To do
One number is the full answer: how many lines in the records contain the word "Cool"?

Stored data entries
====================

PR #1130, opened 2022-02-09
Don't copy attributes to call builders

xgreenx:
The current codegen copy all attributes from the original method. But that attributes were initially added for the original function and may require some restrictions on the struct that uses these attributes.

For example, OpenBrush provides [`#[brush::modifiers]` attribute](https://github.com/Supercolony-net/openbrush-contracts#modifiers) that inserts some code before the function. 
In the case of [`when_paused`](https://github.com/Supercolony-net/openbrush-contracts/blob/main/contracts/security/pausable/mod.rs#L24) modifier, the struct should implement the `PausableStorage` trait. [That contract](https://github.com/Supercolony-net/openbrush-contracts/blob/main/examples/pausable/lib.rs#L9) derives that trait but auto-generated call builders don't derive it(and they can't because it is complicated for them). And it will cause a compilation error because call builders will try to use that modifier.

The idea of that PR is to not insert attributes from the original method for auto-generated call builders. 

Call builders are used only for cross-contract communication so they don't participate in the code logic of the contract and they don't participate in the metadata generation(ABI). So attributes like `#[doc]` is not important. 

BUT, maybe someone wants to apply some functional attributes like `clippy` or `allow` and that change will break it. So maybe we also need to think about how ink! can provide customization of attributes(which attributes should be passed to auto-generated structures and which not).

### DIFF
--- a/crates/lang/codegen/src/generator/as_dependency/call_builder.rs
+++ b/crates/lang/codegen/src/generator/as_dependency/call_builder.rs
@@ -279,7 +279,6 @@ impl CallBuilder<'_> {
             ir::Receiver::Ref => quote! { build },
             ir::Receiver::RefMut => quote! { build_mut },
         };
-        let attrs = message.attrs();
         quote_spanned!(span=>
             type #output_ident = <<<
                 Self
@@ -288,7 +287,6 @@ impl CallBuilder<'_> {
                 as #trait_path>::#output_ident;
 
             #[inline]
-            #( #attrs )*
             fn #message_ident(
                 & #mut_token self
                 #( , #input_bindings: #input_types )*
@@ -356,7 +354,6 @@ impl CallBuilder<'_> {
         let span = message.span();
         let callable = message.callable();
         let message_ident = message.ident();
-        let attrs = message.attrs();
         let selector = message.composed_selector();
         let selector_bytes = selector.hex_lits();
         let input_bindings = generator::input_bindings(callable.inputs());
@@ -380,7 +377,6 @@ impl CallBuilder<'_> {
             >
         );
         quote_spanned!(span=>
-            #( #attrs )*
             #[allow(clippy::type_complexity)]
             #[inline]
             pub fn #message_ident(
--- a/crates/lang/codegen/src/generator/as_dependency/contract_ref.rs
+++ b/crates/lang/codegen/src/generator/as_dependency/contract_ref.rs
@@ -332,7 +332,6 @@ impl ContractRef<'_> {
     ) -> TokenStream2 {
         use ir::Callable as _;
         let span = message.span();
-        let attrs = message.attrs();
         let storage_ident = self.contract.module().storage().ident();
         let message_ident = message.ident();
         let call_operator = match message.receiver() {
@@ -344,7 +343,6 @@ impl ContractRef<'_> {
         let input_types = message.inputs().map(|input| &input.ty).collect::<Vec<_>>();
         let output_type = message.output().map(|ty| quote! { -> #ty });
         quote_spanned!(span=>
-            #( #attrs )*
             #[inline]
             pub fn #message_ident(
                 & #mut_token self
@@ -375,14 +373,12 @@ impl ContractRef<'_> {
         constructor: ir::CallableWithSelector<ir::Constructor>,
     ) -> TokenStream2 {
         let span = constructor.span();
-        let attrs = constructor.attrs();
         let constructor_ident = constructor.ident();
         let selector_bytes = constructor.composed_selector().hex_lits();
         let input_bindings = generator::input_bindings(constructor.inputs());
         let input_types = generator::input_types(constructor.inputs());
         let arg_list = generator::generate_argument_list(input_types.iter().cloned());
         quote_spanned!(span =>
-            #( #attrs )*
             #[inline]
             #[allow(clippy::type_complexity)]
             pub fn #constructor_ident(
--- a/crates/lang/codegen/src/generator/trait_def/call_builder.rs
+++ b/crates/lang/codegen/src/generator/trait_def/call_builder.rs
@@ -357,7 +357,6 @@ impl CallBuilder<'_> {
     ) -> TokenStream2 {
         let span = message.span();
         let message_ident = message.ident();
-        let attrs = message.attrs();
         let output_ident = generator::output_ident(message_ident);
         let output = message.output();
         let output_sig = output.map_or_else(
@@ -380,7 +379,6 @@ impl CallBuilder<'_> {
                 ::ink_env::call::utils::Set<#output_sig>,
             >;
 
-            #( #attrs )*
             #[inline]
             fn #message_ident(
                 & #mut_tok self
--- a/crates/lang/codegen/src/generator/trait_def/call_forwarder.rs
+++ b/crates/lang/codegen/src/generator/trait_def/call_forwarder.rs
@@ -388,7 +388,6 @@ impl CallForwarder<'_> {
         let trait_ident = self.trait_def.trait_def.item().ident();
         let forwarder_ident = self.ident();
         let message_ident = message.ident();
-        let attrs = message.attrs();
         let output_ident = generator::output_ident(message_ident);
         let output_type = message
             .output()
@@ -408,7 +407,6 @@ impl CallForwarder<'_> {
         quote_spanned!(span =>
             type #output_ident = #output_type;
 
-            #( #attrs )*
             #[inline]
             fn #message_ident(
                 & #mut_tok self


paritytech-cicd-pr:

| `contract-terminate` |                  |            | 1.31 K               | 215_704        |
| `contract-transfer`  |                  |            | 7.98 K               | 15_704         |
| `delegator`          |                  |            | 7.63 K               | 51_343         |
| `dns`                |                  |            | 10.20 K              | 47_112         |
| `erc1155`            |                  |            | 27.50 K              | 94_224         |
| `erc20`              |                  |            | 9.80 K               | 47_112         |
| `erc721`             |                  |            | 13.70 K              | 125_632        |
| `flipper`            |                  |            | 1.76 K               | 15_704         |
| `incrementer`        |                  |            | 1.64 K               | 15_704         |
| `multisig`           |                  |            | 26.79 K              | 103_580        |
| `proxy`              |                  |            | 3.81 K               | 32_243         |
| `rand-extension`     |                  |            | 5.12 K               | 15_704         |
| `trait-erc20`        |                  |            | 10.10 K              | 47_112         |
| `trait-flipper`      |                  |            | 1.53 K               | 15_704         |
| `trait-incrementer`  |                  |            | 1.62 K               | 31_408         |



[Link to the run](https://gitlab.parity.io/parity/ink-waterfall/-/pipelines/178591) | Last update: Thu Feb 10 00:06:15 CET 2022

HCastano:
So just from your PR description the change seems okay. However, I tried to build the pausable contract you linked and it built fine.

Can you explain how to reproduce the compilation error you're talking about?

xgreenx:
The pausable contract in the `master` is using ink `rc-6`=) Call builders were introduced in `rc7`. 

We started the [migration to `rc8`](https://github.com/Supercolony-net/openbrush-contracts/tree/ink-rc8) and at the moment we are using our own version of the ink(while we are waiting for the merging of PRs). But we already fixed that issue so you can't reproduce it publickly.

The error is next:
```shell
error[E0277]: the trait bound `my_pausable::_::CallBuilder: brush::contracts::pausable::PausableStorage` is not satisfied
  --> lib.rs:23:28
   |
23 |         #[brush::modifiers(when_not_paused)]
   |                            ^^^^^^^^^^^^^^^ the trait `brush::contracts::pausable::PausableStorage` is not implemented for `my_pausable::_::CallBuilder`
   |
note: required by a bound in `brush::contracts::pausable::when_not_paused`
  --> /Users/green/External/4ire.labs/openbrush-contracts/contracts/security/pausable/mod.rs:40:8
   |
40 |     T: PausableStorage,
   |        ^^^^^^^^^^^^^^^ required by this bound in `brush::contracts::pausable::when_not_paused`

error[E0271]: type mismatch resolving `for<'r> <[closure@lib.rs:23:9: 23:45] as FnOnce<(&'r mut my_pausable::_::CallBuilder,)>>::Output == Result<_, _>`
  --> lib.rs:23:28
   |
23 |         #[brush::modifiers(when_not_paused)]
   |                            ^^^^^^^^^^^^^^^ expected enum `Result`, found struct `ink_env::call::CallBuilder`
   |
   = note: expected enum `Result<_, _>`
            found struct `ink_env::call::CallBuilder<DefaultEnvironment, Set<ink_env::AccountId>, Unset<u64>, Unset<u128>, Set<ExecutionInput<ArgumentList<ArgumentListEnd, ArgumentListEnd>>>, Set<ReturnType<Result<(), brush::contracts::pausable::PausableError>>>>`
note: required by a bound in `brush::contracts::pausable::when_not_paused`
  --> /Users/green/External/4ire.labs/openbrush-contracts/contracts/security/pausable/mod.rs:41:26
   |
41 |     F: FnOnce(&mut T) -> Result<R, E>,
   |                          ^^^^^^^^^^^^ required by this bound in `brush::contracts::pausable::when_not_paused`

error[E0308]: mismatched types
  --> lib.rs:23:9
   |
23 |         #[brush::modifiers(when_not_paused)]
   |         ^^^^^^^^^^^^^^^^^^^^^^^^^^^^^^^^^^^^ expected struct `ink_env::call::CallBuilder`, found enum `Result`
24 |         pub fn flip(&mut self) -> Result<(), PausableError> {
   |                                   ------------------------- expected `ink_env::call::CallBuilder<DefaultEnvironment, Set<ink_env::AccountId>, Unset<u64>, Unset<u128>, Set<ExecutionInput<ArgumentList<ArgumentListEnd, ArgumentListEnd>>>, Set<ReturnType<Result<(), brush::contracts::pausable::PausableError>>>>` because of return type
   |
   = note: expected struct `ink_env::call::CallBuilder<DefaultEnvironment, Set<ink_env::AccountId>, Unset<u64>, Unset<u128>, Set<ExecutionInput<ArgumentList<ArgumentListEnd, ArgumentListEnd>>>, Set<ReturnType<Result<(), brush::contracts::pausable::PausableError>>>>`
                found enum `Result<_, _>`
   = note: this error originates in the attribute macro `brush::modifiers` (in Nightly builds, run with -Z macro-backtrace for more info)

error[E0277]: the trait bound `MyFlipperRef: brush::contracts::pausable::PausableStorage` is not satisfied
  --> lib.rs:23:28
   |
23 |         #[brush::modifiers(when_not_paused)]
   |                            ^^^^^^^^^^^^^^^ the trait `brush::contracts::pausable::PausableStorage` is not implemented for `MyFlipperRef`
   |
note: required by a bound in `brush::contracts::pausable::when_not_paused`
  --> /Users/green/External/4ire.labs/openbrush-contracts/contracts/security/pausable/mod.rs:40:8
   |
40 |     T: PausableStorage,
   |        ^^^^^^^^^^^^^^^ required by this bound in `brush::contracts::pausable::when_not_paused`

```

ascjones (dismissed):
LGTM

cmichi:
@xgreenx I'm not so sure about this PR and would like to ask for some more clarification.

>The idea of that PR is to not insert attributes from the original method for auto-generated call builders.
>
>Call builders are used only for cross-contract communication so they don't participate in the code logic of the contract and they don't participate in the metadata generation(ABI). So attributes like #[doc] is not important.

If I run `cargo doc --document-private-items` on your branch with `flipper` the doc comments/attributes for e.g. the methods disappear. 

Generally I feel like the current behavior is what I as a developer would expect and it's also closer to Rust then to have those attributes disappear. I can imagine some clippy use cases (e.g. complex types) where it's justified to have those attributes be retained. 

Can you explain the use case you have some more? Maybe we find another solution. Maybe you can elaborate some on how you mean this:
>For example, OpenBrush provides [#[brush::modifiers] attribute](https://github.com/Supercolony-net/openbrush-contracts#modifiers) that inserts some code before the function.

cmichi:
>As a solution, we can filter attributes […]
> […] provide an ability to mark those attributes that should be not propagated.

This is the solution I would prefer. So to have the default of attributes like `clippy` and so on to be propagated and have a possibility to filter out ones which shouldn't.

xgreenx:
Then we need to decide how it can be marked for filtering=)

We can remove all attributes by default, only keeping attributes that contains substring from the whitelist:  ["ink", "doc", "clippy", "allow", "deny"](Maybe you know other useful attributes?)

If the user wants to keep the attribute that is not from the whitelist, he can use the `#[ink(keep(...))]` attribute proc-macro. During expanding of that macro it will remove `ink(keep(` + `)` part and will only keep `#[...]`.

cmichi:
@xgreenx How about changing this PR so that the syntax `#[ink::contract(filter_attr = "foo, bar")]` would be supported? Filtering in that case would mean that the attributes are forwarded until explicitly specified in the filter.

xgreenx:
> How about changing this PR so that the syntax #[ink::contract(filter_attr = "foo, bar")] would be supported? Filtering in that case would mean that the attributes are forwarded until explicitly specified in the filter.

It means that we need to introduce the same syntaxis for `#[ink::trait_definition]`. Also, may exist cases where we want to have a case `#[ink(skip(...))]` only for one method in the contract -> we need support that syntaxis too. 

It is hard to imagine for me when we need to pass attributes to builders except `clippy`, `doc`, `allow` and `deny`. I think simpler will introduction of `#[ink(keep(...))]` and maybe extend in the future whitelist(it is a simple modification).

cmichi:
> It is hard to imagine for me when we need to pass attributes to builders except `clippy`, `doc`, `allow` and `deny`. 

@xgreenx Here is the list of built-in attributes: https://doc.rust-lang.org/reference/attributes.html#built-in-attributes-index, so those would need to be whitelisted as well, right?

Couldn't your `#[brush::modifiers]` attribute insert an ink! attribute `#[ink(filter_attr = "…")]`? This would then be hidden to the user, but achieve the same effect?

xgreenx:
> @xgreenx Here is the list of built-in attributes: https://doc.rust-lang.org/reference/attributes.html#built-in-attributes-index, so those would need to be whitelisted as well, right?

Not all=) We are talking about the contract's public methods so only attributes: Diagnostics, Documentation, Conditional compilation.

> Couldn't your #[brush::modifiers] attribute insert an ink! attribute #[ink(filter_attr = "…")]? This would then be hidden to the user, but achieve the same effect?

`#[brush::modifiers]` is an attribute for methods, it is expanded after `#[ink::contract]` so it can't insert any ink! related stuff before ink! expanding by itself=(

cmichi:
Ok, so having discussed this, from my pov it's fine if you implement whitelisting + users having to opt-in if they want to keep the propagation. I think this then is still a better solution than how the PR is currently approved (removing the attributes altogether).

xgreenx:
I will work on it=) Are you okay with syntaxis `#[ink(keep(...))]`?

cmichi:
> I will work on it=) Are you okay with syntaxis `#[ink(keep(...))]`?

Cool! I would put it on the top level of the contract as `#[ink::contract(keep_attr = "foo, bar")]`.

xgreenx:
> Cool! I would put it on the top level of the contract as #[ink::contract(keep_attr = "foo, bar")].

Okay, the same for `#[ink::trait_definition(keep_attr = "foo, bar")]`?

cmichi:
> > Cool! I would put it on the top level of the contract as #[ink::contract(keep_attr = "foo, bar")].
> 
> Okay, the same for `#[ink::trait_definition(keep_attr = "foo, bar")]`?

Yup, fine with me!

xgreenx:
Created a new pull request https://github.com/paritytech/ink/pull/1145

====================

Reply
3